# Am I asking too much?



## candygirl99 (Feb 6, 2012)

I have been married for 10 years. We have a 4 year old little boy together. 

A year ago - my husband hit me with a bombshell... he was not happy, did not love me anymore, and wanted a divorce. I had thought we were a little stressed with both of us working FT and our son. He had no emotions when he delivered the revelation. He claimed he had worked through the decision over the prior year on his own. He just wanted to work out the logistics and move on. He refused counseling and just plain didn't want to talk about anything regarding the relationship. He moved to a separate bedroom in our home.
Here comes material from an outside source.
PR #56, opened 2021-05-18
feat: auto home handling

viceice:
- we now override `HOME=/home/$USER_NAME` if a random user is used which gets `HOME=/` by docker by default
- fixed / unified some env handling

After 5 months of intense arguing - I couldn't take it any more. He was taking no action to move forward with a divorce. I went to a consultation with a lawyer myself. The day after I went... he told me "he was willing to give things some time and see how the relationship would go." Desperate to hold my family together... I agreed. He said he would go to counseling as well.


Another 6 months pass to today. I feel like I really put my heart out there... I kiss him goodbye in the morning, bought thoughtful christmas and birthday gifts, initiated sex more often, I made an effort to clean our home more, cook at home more, use coupons - all things which he said he wanted. Yet - I feel like we are simply roommates who have sex occasionally. And it is just sex. I don't think I have really kissed my husband in over a year. We get along... when we don't discuss our relationship. I set up counseling and he didn't show up 2 months ago. 
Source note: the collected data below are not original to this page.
PR #94, opened 2021-07-15
feat: support ignore tools by arg

### LINKED ISSUE #54: Support `IGNORED_TOOLS` arg
We should support a `IGNORED_TOOLS` build argument, which will be a comma-separated list. If the list is non-empty, any tool within should be skipped for `install-tool`.

Example: `IGNORED_TOOLS=PIPENV,HELM`

Maybe we can make it case-insensitive? e.g. allowing `IGNORED_TOOLS=pipenv,helm` too.

viceice:
Allows to disable tool installation via build arg: `ARG IGNORED_TOOLS=powershell,node`.

closes #54

### DIFF
--- a/README.md
+++ b/README.md
@@ -55,3 +55,25 @@ To use a custom base image with `containerbase/buildpack` checkout [custom-base-
 ### Custom Root CA Certificates
 
 To add custom root certifactes to the `containerbase/buildpack` base image checkout [custom-root-ca](./docs/custom-root-ca.md) docs.
+
+### Temporary disable tool installer
+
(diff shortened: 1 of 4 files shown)


rarkins (commented):
How does this work?? 
:)

rarkins (changes requested):
Needs documentation too

viceice:
`install-tool` simply checks `IGNORED_TOOLS` env variable. If the tool is listed there, it skips install.

rarkins (approved):

Issue #16, opened 2021-04-07
Allow runtime install of tools


viceice:
Make all possible tools runtime installable.

**TODO**
- [x] #121
- [x] #197
- [x] #213
- [x] `bundler` #251
- [x] `cocoapods`  #251
- [x] `composer`
- [x] `docker` #651
- [x] #118
- [x] `elixir` #376
- [x] #318
- [x] #200 
- [x] `git-lfs` #652
- [ ] ~`git`~ not yet possible
- [x] #119
- [x] `gradle`
- [x] `hashin` (`pip_requirements`) #639
- [x] #199
- [x] `java`
- [x] #178
- [x] `nix` #573
- [x] #217
- [x] `npm`
- [x] `pipenv` #639
- [x] `pip-tools` (`pip-compile`) #639
- [x] #120
- [x] `pnpm`
- [x] `poetry`
- [x] #633
- [x] #404
- [x] #475
- [x] #571
- [x] `sbt`
- [x] `scala`
- [x] #576
- [x] #181, #198
- [x] `yarn`

rarkins:
I don't think it really matters much  whether it's in `/home/user` or `/usr/local` however `/usr/local` would probably be better for OpenShift, where the UID is random.

viceice:
> We like to implement a new `binarySource=install` where renovate install tools dynamically at runtime.
> 
> Use-case is to have smaller docker image used in kubernets, which can download missing tools on demand.
> 
> ref #96

https://github.com/renovatebot/docker-buildpack/issues/144#issue-802657002

rarkins:
@viceice should we break these into separate issues to research and complete one by one? I'd like to know early if we have any "blockers", too

rarkins:
Thinking it through, we'll need:
1. OS pre-requisites which need to be built into the base image, mostly stuff that requires `apt`
1. "prebuilt" versions of most languages (we do not want to compile them at install time) and some tools. For these we do the prebuilding ourselves, currently publishing to GitHub Releases
1. most package manager tools dynamically installable at run-time, from their origin internet sources

So in terms of research, it's a matter of working out which falls in (2) and which in (3).

Pre-built:
- [ ] node?
- [x] php
- [x] python
- [x] ruby

Dynamically-installable:
- ?

(let's update the above lists as we go)

viceice:
No easy way beside to check every tool.
I think most tools can be installed as runtime if we use a file download.

[...]

PR #99, opened 2021-07-22
feat: add libmysqlclient-dev to python buildpack

wastrachan:


wastrachan:
Issues reference: https://github.com/containerbase/buildpack/issues/98

src/usr/local/buildpack/tools/python.sh
```diff
@@ -32,6 +32,11 @@ if [[ -z "${tool_path}" ]]; then
 
   curl -sSfLo ${file} ${PYTHON_URL}/${TOOL_VERSION}/python-${TOOL_VERSION}-${CODENAME}-${ARCH}.tar.xz || echo 'Ignore download error'
 
+  apt_install \
+    build-essential \
+    libmysqlclient-dev \
+    ;
```
viceice, line 38: This will not work as is, because some tests are already running without root, so they will now fail. We need some abstractions for installing base deps before we can add this.

See the other open issues for more infos

viceice (changes requested):

viceice:
Depends on #16

viceice:
Ref #30

PR #135, opened 2021-09-11
docs: add USER_NAME etc

rarkins:


docs/custom-base-image.md
```diff
@@ -12,10 +12,17 @@ You should always use a specific version which can be found at [docker hub](http
...
+# This default may be swapped for any compatible base image
+ARG BASE_IMAGE=amd64/ubuntu:20.04
+
 # This buildpack is used for tool intallation and user/directory setup
 FROM containerbase/buildpack AS buildpack
 
-FROM amd64/ubuntu:focal as base
+FROM ${BASE_IMAGE} as base
+
+ARG USER_NAME=ubuntu
```
viceice, line 23: Did you read the description above the sample? It was intended to not override User here.

rarkins: I had the build fail without it. Will try again

viceice: If it won't work there's a bug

As a sidenote - He is constantly online (facebook, truck forums, etc) and carries his phone 100% of the time. When we were arguing earlier... I removed my relationship status totally from my facebook profile. I have since replaced mine when we agreed to "see how things would go"... he has not. I have even directly asked him to change his to married and told him it makes me upset. He says he doesnt want to... and won't change it to make a point since I removed it first. He also has passwords on all his devices... and says he hates when he thinks I am spying on him and has the passwords to keep me from being nosey. He says he is not cheating on me in any way.
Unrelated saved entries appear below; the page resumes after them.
PR #458, opened 2024-04-08
refactor: token-metadata

ThomasRalee:
## Summary by CodeRabbit

- **New Features**
	- Introduced a new token management system that allows for the retrieval of token metadata by symbol or denomination/address.
	- Added new token attributes to enhance token metadata information.

### DIFF
--- a/packages/token-metadata/src/TokenFactoryStatic.ts
+++ b/packages/token-metadata/src/TokenFactoryStatic.ts
@@ -1,0 +1,56 @@
+import { TokenType, TokenSource, TokenStatic } from './types'
+
+export class TokenFactoryStatic {
+  public registry: TokenStatic[]
+  public tokensByDenom: Record<string, TokenStatic>
+  public tokensBySymbol: Record<string, TokenStatic[]>
+
+  constructor(registry: TokenStatic[]) {
+    this.registry = registry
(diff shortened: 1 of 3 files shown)


packages/token-metadata/src/TokenFactoryStatic.ts
```diff
@@ -0,0 +1,56 @@
...
+        return list
+      }
+
+      return { ...list, [denom]: token }
+    }, {} as Record<string, TokenStatic>)
+
+    this.tokensBySymbol = registry.reduce((list, token) => {
+      const symbol = token.symbol.toLowerCase()
+
+      return { ...list, [symbol]: [...(list[symbol] || []), token] }
```
bangjelkoski, line 23: What will happen here if we have assets with same symbol but different denom?

bangjelkoski (changes requested):

packages/token-metadata/src/TokenFactoryStatic.ts
ThomasRalee: This map will return an array of Tokens: `Record<string, TokenStatic[]>`
reducing the list of tokens to searched based on symbol, for example, using source or type in the getMetaBySymbol function

PR #469, opened 2024-04-30
Fix Eip712TypedDataV2 for date-type

Grinion:
Hi, the **getEip712TypedDataV2** method doesn't work correctly for a Date. As a consequence, a transaction that has Messages with Date type fields cannot be correctly signed. For example for a message of type MsgGrant method generate:

Screenshot 2024-04-30 at 15 39 52

Blockchain expected:

Screenshot 2024-04-30 at 15 41 24

I'm not sure if this patch is good and won't break other Messages that use the Date type.  It may also be better to make this modification on the blockchain

## Summary by CodeRabbit

- **New Features**
	- Enhanced handling of Date objects in transaction data processing to improve accuracy and reliability.

### DIFF
--- a/packages/sdk-ts/src/core/modules/tx/eip712/eip712.ts
+++ b/packages/sdk-ts/src/core/modules/tx/eip712/eip712.ts
@@ -51,6 +51,13 @@ export const getEip712TypedData = ({
   }
 }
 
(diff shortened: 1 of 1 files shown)


bangjelkoski:
Is this PR still needed?

bangjelkoski:
nice one, will add in the next release

PR #527, opened 2024-12-07
chore: remove redundant words

guqicun:
## Summary by CodeRabbit

- **Documentation**
	- Enhanced descriptions for the `namedItem` method in both `HTMLAllCollection` and `HTMLFormControlsCollection` interfaces, clarifying the return types and conditions for multiple matches.


bangjelkoski:
These are automatically generated, and the changes will be overridden the next time we regenerate the API reference docs.

PR #540, opened 2025-02-10
fix: incorrect example titles in wallet-accounts.md

kerlos:
fix example title does not match with example code below


bangjelkoski:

I have had it. I approached my H and told him I want a real relationship and marriage. I need more. He told me he was fine with how things are... and didn't want to talk about it. He said he we had just "lived together" for so many years before... he was fine and will continue to go on this way. I told him that I need a commitment from him to really try to reconnect and work on our marriage... or I was going to a lawyer to start the process to divorce. I am just so fed up with his refusal to communicate with me...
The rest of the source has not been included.